Pattern 3: Cross-Domain Search
Search across different aspects:
# Code implementation codecompass search:semantic "email validation logic" # Tests codecompass search:semantic "test cases for email validation" # Configuration codecompass search:semantic "email service configuration"
Common Pitfalls
❌ Pitfall 1: Searching Before Indexing
Symptom: No results or error
Solution: Run codecompass batch:index first
❌ Pitfall 2: Too Vague Queries
Symptom: Returns everything or nothing useful Solution: Add specific context and intent
❌ Pitfall 3: Expecting Exact Matches
Symptom: "Why didn't it find function processPayment?"
Reason: Semantic search is for concepts, not exact names
Solution: Use grep for exact matches
❌ Pitfall 4: Ignoring Relevance Scores
Symptom: Reading irrelevant results Solution: Filter by score >0.7, ignore weak matches
❌ Pitfall 5: Single Query for Complex Questions
Symptom: Poor results for multi-faceted questions Solution: Break into multiple targeted queries
Decision Tree
┌─────────────────────────────────────┐
│ I need to find code that... │
└─────────────────────────────────────┘
↓
┌─────────┐
│ Know │ Exact class/function name?
│ exact │
│ name? │
└─────────┘
↙ ↘
YES NO
↓ ↓
Use Grep ┌─────────┐
│ Concept │ Searching by meaning/purpose?
│ search? │
└─────────┘
↙ ↘
YES NO
↓ ↓
Semantic ┌─────────┐
Search │ Pattern │ Looking for code pattern?
│ match? │
└─────────┘
↙ ↘
YES NO
↓ ↓
Use Glob Use both
(Glob + Semantic)
Performance Considerations
Speed
- •Grep: Milliseconds (fast, synchronous)
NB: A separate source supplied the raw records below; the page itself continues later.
PR #23, opened 2023-06-30
feat(resource): Check resource size

jneo8:
If the resource size is 0, then the installation won't be trigger.

### DIFF
--- a/src/hw_tools.py
+++ b/src/hw_tools.py
@@ -100,6 +100,20 @@ class APTStrategyABC(StrategyABC, metaclass=ABCMeta):
 class TPRStrategyABC(StrategyABC, metaclass=ABCMeta):
     """Third party resource strategy class."""
 
+    @staticmethod
+    def check_file_size(path: Path) -> bool:
+        """Verify if the file size > 0.
+
+        Because charm focus us to publish the resources on charmhub,
+        but most of the hardware related tools have the un-republish
+        policy. Currently our solution is publish a empty file which
+        size is 0.
+        """
+        if path.stat().st_size == 0:
+            logger.info("% size is 0, skip install", path)
+            return False
+        return True
+
     @abstractmethod
     def install(self, path: Path) -> None:
         """Installation details."""
@@ -118,6 +132,8 @@ class StorCLIStrategy(TPRStrategyABC):
 
     def install(self, path: Path) -> None:
         """Install storcli."""
+        if not self.check_file_size(path):
+            return
         install_deb(self.name, path)
         symlink(src=self.origin_path, dst=self.symlink_bin)
 
@@ -137,6 +153,8 @@ class PercCLIStrategy(TPRStrategyABC):
 
     def install(self, path: Path) -> None:
         """Install perccli."""
+        if not self.check_file_size(path):
+            return
         install_deb(self.name, path)
         symlink(src=self.origin_path, dst=self.symlink_bin)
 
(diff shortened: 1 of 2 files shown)


Pjack (commented):
I can find similiar logic in the implementation layer (check empty -> skip install).
I would like to discuss is it possible that we can implement the same logic only one time in the Abstract layer. I cannot find too many examples, I don't have confident how could make it right in python. But I believe we can do it easily in OOP language, e.g. Java. 

https://stackoverflow.com/questions/53213543/is-it-a-good-practice-to-put-common-methods-to-an-abstract-class-in-python
https://stackoverflow.com/questions/47535061/python-abstract-class-with-concrete-methods

jneo8:
> https://stackoverflow.com/questions/53213543/is-it-a-good-practice-to-put-common-methods-to-an-abstract-class-in-python
> https://stackoverflow.com/questions/47535061/python-abstract-class-with-concrete-methods

I know how to do it. But the reason I don't implement it is because
- I think it's still acceptable for now
- I don't want to optimization it now because I want to keep the independence for the install function.
- The timing to refactor maybe if the install function become too big or the we have more TPRStrategyABC class.

But it's a trade-off, I'm ok to do that if you persist in.

Pjack:
> > I can find similiar logic in the implementation layer (check empty -> skip install).
> > I would like to discuss is it possible that we can implement the same logic only one time in the Abstract layer. I cannot find too many examples, I don't have confident how could make it right in python. But I believe we can do it easily in OOP language, e.g. Java.
> > https://stackoverflow.com/questions/53213543/is-it-a-good-practice-to-put-common-methods-to-an-abstract-class-in-python
> > https://stackoverflow.com/questions/47535061/python-abstract-class-with-concrete-methods
> 
> I know how to do it. But the reason I don't implement it is because
> 
> * I think it's still acceptable for now
> * I don't want to optimization it now because I want to keep the independence for the install function.
> * The timing to refactor maybe if the install function become too big or the we have more TPRStrategyABC class.
> 
> But it's a trade-off, I'm ok to do that if you persist in.

Do I select the wrong type? so that I cannot reply it as a thread? 

It's good that I know you know that. I'm okay with the decision.

Pjack (approved):

src/hw_tools.py
```diff
@@ -137,6 +153,8 @@ class PercCLIStrategy(TPRStrategyABC):
 
     def install(self, path: Path) -> None:
         """Install perccli."""
+        if not self.check_file_size(path):
```
chanchiwai-ray, line 156: Should this be used in the `_on_install` event? Otherwise, `_on_install` event will assume it's installed and set `self._stored.installed = True`

jneo8: - It will re-trigger the installation if you attach the resource.
- Basically we go through all the strategies and if it pass the hardware verifier it will trigger install. 

We can have some mechanism if the expect resource is not been install then we set the charm to blocked status. How do you think?

chanchiwai-ray: If it's workaround, then I think it's okay for now. We should open an issue about installing empty resource / malicious 3rd party tools.

chanchiwai-ray: > We can have some mechanism if the expect resource is not been installed then we set the charm to blocked status.

Yes, I think we should, and also for exporter.

jneo8: I can provide that in additional PR. But not in this one because I want to keep it small.

jneo8: #25

chanchiwai-ray (approved):
LGTM, it's a partial workaround for #25

PR #2755, opened 2023-01-18
Switch to Kotlinx Serialization.

Isira-Seneviratne:
* Use [Kotlinx Serialization](https://github.com/Kotlin/kotlinx.serialization) instead of Jackson for JSON parsing.
* Serialize/deserialize dates and times using [kotlinx-datetime](https://github.com/Kotlin/kotlinx-datetime).


Isira-Seneviratne:
> What will this change?🤔

Kotlinx Serialization has native Kotlin support (it's by the same devs behind Kotlin), and doesn't rely on reflection.

FireMasterK:
The kotlinx serialization library could also be potentially slower than Jackson too, I will be trying some benchmarking. However, since Libretube is just a client where we won't be deserializing much data, I don't think it would matter much even if it's a bit slower than Jackson if kotlinx provides some QOL code benefits in some way.

I also think using kotlinx serialization would reduce the apk size, but I haven't tested this.

Bnyro:
What's also quite nice about kotkinx is that we don't need to always provide some default constructors which will make the code more elegant as kotlinx is native to Kotlin and can generate its own default constructors.
What should still be tested before merging is whether everything, that had a `null` default constructor previously, still works fine, because the API might return `null` in some edge cases for fields we don't allow it to.
Apart from that I'll have a look on how the app size of a release build changes, just to make sure we're still below 20MB (which shouldn't be an issue I think), as that's a requirement for the IzzyOnDroid repo.

Bnyro:
I've built a release with and without your changes:
Universal APK before: 16.86, after: 16.66
Arm v8 before: 9.60, after: 9.26
So the app size increased notably   :tada:

I've also tested the changes, everything is working as expected.
Awesome work, thank you!

Bnyro (approved):

Bnyro:
Looks like unfortunately we have #2813 as side effect, there seem to be two different issues:
1. `bannerUrl` sometimes is`null` for some channel responses which causes a crash.
2. When scrolling down in a channel page on the videos tab, the newly fetched related videos cause a crash.
I'm not at home today so I can't look into it, if anyone else wants to I wouldn't mind :)

Isira-Seneviratne:
Just got home, I'll take a look at the issues mentioned.

Issue #2261, opened 2022-12-06
Horizontal spacing to seek bar/options dropdown


Arkhtek:
### Describe your suggested feature

Right now, in landscape mode, notches/holepunch cameras block the options dropdown or part of the seek bar. I suggest that you add some form of dynamic adjustment so that this doesn't happen. 

### Other details

this is really minor but its been bugging me for a bit lmao
![Screenshot_20221205-222711](https://user-images.githubusercontent.com/89922603/205824406-dd9e5d7a-2a55-4854-aad2-58a96df8f070.png)

if it helps at all, i use a google pixel 5

### Acknowledgements

- [X] I have searched the existing issues and this is a new ticket, **NOT** a duplicate or related to another open issue.
- [X] I have written a short but informative title.
- [X] I will fill out all of the requested information in this form.

xIUPITERx:
Can't you detect if a smartphone has a notch etc.

Bnyro:
What difference would that make? I feel like that margin is a good idea for landscape mode in general because the corners of the phone are not that comfortable to reach.

xIUPITERx:
It's more of a thing you're used to from other apps, the spacing is just pretty drastic (over half a centimeter) and I'm missing something design-wise in the empty space.

xIUPITERx:
![Screenshot_20230120_194531_LibreTube Debug.png](https://user-images.githubusercontent.com/97352673/213780959-9076a6af-545b-4487-92f3-456f65ed1eb7.png)

PR #2777, opened 2023-01-20
Only show extra padding when there's a notch

Bnyro:
Follow up to #2261

### DIFF
--- a/app/src/main/java/com/github/libretube/ui/views/CustomExoPlayerView.kt
+++ b/app/src/main/java/com/github/libretube/ui/views/CustomExoPlayerView.kt
@@ -568,6 +568,9 @@ internal class CustomExoPlayerView(
             it.layoutParams = params
         }
 
+        // don't add extra padding if there's no cutout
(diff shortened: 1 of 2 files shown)


xIUPITERx (commented):
What effect exactly are the changes supposed to have now?
I don't see any difference.

Bnyro:
> What effect are the changes supposed to have? I don't see any difference.
>
https://github.com/libre-tube/LibreTube/issues/2261#issuecomment-1370849352

xIUPITERx:
But I think you not currently don't check what kind of cut-out the smartphone has. 
If it's a notch, waterdrop etc. in the middle of the screen, the cut-out doesn't actually interfere with the player control.
You would only need the extra padding if the camera is in one of the corners.

xIUPITERx:
https://developer.android.com/reference/android/view/DisplayCutout
https://developer.android.com/reference/androidx/core/view/WindowInsetsCompat#getDisplayCutout()
I think that could help.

- •Semantic Search: 100-500ms (embedding + vector search)
Tradeoff: Semantic is slower but finds conceptually related code
Token Cost (Embeddings)
- •Each query → 1 embedding generation
- •Ollama local → No API cost
- •But consumes local compute
Scaling
- •Small codebase (<1K files): Either method fine
- •Medium codebase (1K-10K files): Semantic search advantage grows
- •Large codebase (>10K files): Semantic search essential
Integration with Other Tools
With Yii2 Analysis
# 1. Analyze Yii2 project codecompass analyze:yii2 <path> # 2. Index results codecompass batch:index <path> # 3. Explore with semantic search codecompass search:semantic "Yii2 controller actions for user management"
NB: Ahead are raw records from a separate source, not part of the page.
PR #2830, opened 2023-01-22
[Audio mode] Show video options when clicking thumbnail

Bnyro:


NeeRaj-2401:
@Bnyro  I guess this commit should be reverted cause 
Video options such as
**Play in background, play next, add to queue**, (as we are already playing that song in background )
**Share** ( already have that option below thumbnail)
All these are no needed at all.

Except download and add to playlist
 Also if u will keep the download then there will be demand for download audio only etc.

The only option remaining is to keep that add to playlist part which can be adjusted with the other options i.e. below thumbnail

Bnyro:
Well, I didn't find an other place for the download and add to playlist option and that was by far the easiest way to implement it.

NeeRaj-2401:
So while implementing eliminating the rest would be helpful?

PR #2841, opened 2023-01-23
Auto Release on TG after GH Release.

rozari0:
You have to set a new Secret **TG_CID** with Value **libretube** and Add the bot in libretubes channel as well.

For example, check  https://t.me/abuneko/467

### DIFF
--- a/.github/runOnRelease.py
+++ b/.github/runOnRelease.py
@@ -1,0 +1,64 @@
+from pyrogram import Client
+from pyrogram.types import (
+    InlineKeyboardButton,
+    InlineKeyboardMarkup,
+    InputMediaDocument,
+)
+from requests import get
+from tgconfig import TG_API_HASH, TG_API_ID, TG_CID, TG_TOKEN
+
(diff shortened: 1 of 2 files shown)


Bnyro:
Why should we use a secret for `TG_CID` if it's `libretube` anyways?
And where is the bot referenced inside the code, is it the same as we're already using for debug builds? (I know we already have a token set, I just don't know what account it's from)

rozari0:
> Why should we use a secret for `TG_CID` if it's `libretube` anyways?

I needed to check if that works correctly, that's why it's not hardcoded. 
 
> And where is the bot referenced inside the code

In line 57.

> is it the same as we're already using for debug builds?
 
Yes, it's the same. Check debug channel, there shouldn't be more than one bot. 🤷‍♂️

Bnyro:
I assume https://t.me/LibreTubeBot needs writing permissions?

rozari0:
> I assume https://t.me/LibreTubeBot needs writing permissions?

Not any extra permission needed. Just the default one.

PR #2886, opened 2023-01-27
Keep screen on only while video is playing #2877

### LINKED ISSUE #2877: Screen stays on when video is paused (no timeout)
### Steps to reproduce

pause the video

### Expected behavior

Screen should timeout if video is not playing for X minutes 

### Actual behavior

Screen stays on until battery runs out 

### LibreTube version

0.11.1

### Android version

13

### Other details

_No response_

### Acknowledgements

praveenrajput:
- Fixes Screen stays on when video is paused (no timeout)
- closes #2877


app/src/main/java/com/github/libretube/ui/views/CustomExoPlayerView.kt
```diff
@@ -172,17 +172,9 @@ internal class CustomExoPlayerView(
                     )
                 ) {
                     updatePlayPauseButton()
+                    updateScreenOnState()
```
Bnyro, line 175: Why creating a new function here instead of running the code directly?
The function only contains one line and is only called once, so that seems like a bad practice.

Bnyro (changes requested):

app/src/main/java/com/github/libretube/ui/views/CustomExoPlayerView.kt
praveenrajput: I put a single line of code in a function to make the code more readable. If it's not a good way to do it, I'll change it and submit the code again for review.

Bnyro (approved):

PR #2895, opened 2023-01-29
Use HttpUrl in TextUtils.

Isira-Seneviratne:
Use OkHttp's [`HttpUrl`](https://square.github.io/okhttp/4.x/okhttp/okhttp3/-http-url/) class to query URL values.

### DIFF
--- a/app/src/main/java/com/github/libretube/util/TextUtils.kt
+++ b/app/src/main/java/com/github/libretube/util/TextUtils.kt
@@ -1,13 +1,12 @@
 package com.github.libretube.util
 
-import android.net.Uri
-import java.net.URL
 import java.time.format.DateTimeFormatter
 import java.time.format.FormatStyle
 import java.util.*
 import kotlin.time.Duration
 import kotlinx.datetime.LocalDate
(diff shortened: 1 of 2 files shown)


app/src/main/java/com/github/libretube/util/TextUtils.kt
```diff
@@ -66,19 +52,12 @@ object TextUtils {
...
-
-        if (link.contains("youtube.com")) {
-            // the link may be in an unsupported format, so we should try/catch it
-            return try {
-                uri.getQueryParameter("v")
-            } catch (e: Exception) {
-                null
+        return link.toHttpUrlOrNull()?.let {
+            when (it.host) {
+                "youtube.com" -> it.queryParameter("v")
```
FireMasterK, line 57: Couldn't this fail when the host starts with `www.`?

Isira-Seneviratne: Yeah, my bad. Updated.

Bnyro (approved):

PR #2907, opened 2023-01-30
Add string resource for the update disabled message.

Isira-Seneviratne:
Create a string resource for the update disabled message to allow it to be localized.


Bnyro:
The message is only available in debug versions so I don't really think it makes sense to let users translate it, since only users of debug versions will ever see that, and those are mostly people contributing to the project, either translations or code, so they're familiar with English.

Isira-Seneviratne:
Fair enough, I'll close this PR.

With Requirements Extraction
# 1. Extract requirements codecompass requirements:extract # 2. Search extracted requirements codecompass search:semantic "business rules for order validation"
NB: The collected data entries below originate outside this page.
Issue #2815, opened 2023-01-22
Unwatched videos marked as watched


noClaps:
### Steps to reproduce

1. search for a video
2. scroll through the list of result

### Expected behavior

The watched video thumbnails should have the duration played bar at the bottom while the unwatched video thumbnails shouldn't.

### Actual behavior

some of the unwatched video thumbnails have the duration played bars

### LibreTube version

0.11.0

### Android version

Android 13

### Acknowledgements

- [X] I have searched the existing issues and this is a new ticket, **NOT** a duplicate or related to another open issue.
- [X] I have written a short but informative title.
- [X] I will fill out all of the requested information in this form.

Bnyro:
Can't reproduce, also tested it on a fresh installation but can't reproduce either.

akano12:
Faced same issue multiple time, some videos that I've never watched would have watch progress marker.
However, i don't recall facing this on recent version of LT

akano12:
> Can't reproduce, also tested it on a fresh installation but can't reproduce either.

Found out how to reproduce:

1. Search for something
2. Play first video from results (just move the seekbar to anywhere u want)
3. Now every ninth video from below the played video will have the same watch marker as the video you have played

PR #2910, opened 2023-01-30
Added the original comment as the first item in replies.

faisalcodes:

### DIFF
--- a/app/src/main/java/com/github/libretube/ui/fragments/CommentsRepliesFragment.kt
+++ b/app/src/main/java/com/github/libretube/ui/fragments/CommentsRepliesFragment.kt
@@ -5,10 +5,12 @@ import android.util.Log
 import android.view.LayoutInflater
 import android.view.View
 import android.view.ViewGroup
+import androidx.core.view.updatePadding
 import androidx.fragment.app.Fragment
 import androidx.fragment.app.activityViewModels
 import androidx.recyclerview.widget.LinearLayoutManager
 import com.github.libretube.api.RetrofitInstance
+import com.github.libretube.api.obj.Comment
 import com.github.libretube.api.obj.CommentsPage
 import com.github.libretube.constants.IntentData
 import com.github.libretube.databinding.FragmentCommentsBinding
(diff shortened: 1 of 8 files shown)


Bnyro:
The highlighting doesn't fit the rest of the app's theme, instead we should use a surface color for a certain elevation, e.g. 10dp.

Bnyro:
I saw you also hardcode `text_color_secondary` which we should definitely change before the next release because there will be issues with the contrast otherwise.

faisalcodes:
Makes sense.

faisalcodes:
Elevation does not look good so I am only using `R.attr.colorSurface`. It's better now.

faisalcodes:
I have also fixed #2815. I will be doing a PR another day as the changes are in a different computer.

Bnyro:
Awesome!
I will test the PRs changes later and merge it then.

app/src/main/java/com/github/libretube/ui/fragments/CommentsRepliesFragment.kt
```diff
@@ -40,12 +43,16 @@ class CommentsRepliesFragment : Fragment() {
     override fun onViewCreated(view: View, savedInstanceState: Bundle?) {
         super.onViewCreated(view, savedInstanceState)
         val videoId = arguments?.getString(IntentData.videoId) ?: ""
-        val nextPage = arguments?.getString(IntentData.replyPage) ?: ""
+        val comment = Json.decodeFromString(
+            Comment.serializer(),
+            arguments?.getString(IntentData.comment) ?: """{}"""
```
Bnyro, line 48: Why are you triple quoting `"""{}"""` here?

faisalcodes: I saw this in official Kotlinx-serialization documentation. Anyway that code is never reached because the comment in the argument is guaranteed.

Bnyro: But then we should return instead to make that clear instead of that triple quotes statement

FireMasterK: I think that might be a multi-line string if I'm not wrong

Bnyro: Or instead use `!!`

Bnyro (approved):

ARBoyGo:
@faisalcodes Thanks your making to awesome 😌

With Weaviate Direct Query
# Alternative: Query Weaviate GraphQL API directly
curl -X POST http://localhost:8081/v1/graphql \
-H "Content-Type: application/json" \
-d '{
"query": "{
Get {
CodeContext(
nearText: { concepts: [\"payment processing\"] }
limit: 10
) {
content
filePath
}
}
}"
}'
Related Skills
- •
0-discover-capabilities.md- How to discover modules - •
analyze-yii2-project.md- Uses semantic search in workflow
Related Modules
From .ai/capabilities.json:
- •
search- SearchService, IntegratedSearchService - •
vectorizer- Ollama embedding generation - •
weaviate- Vector database client - •
indexing- File indexing pipeline
Remember: Semantic search finds code by meaning, not by name. Choose the right tool for the job.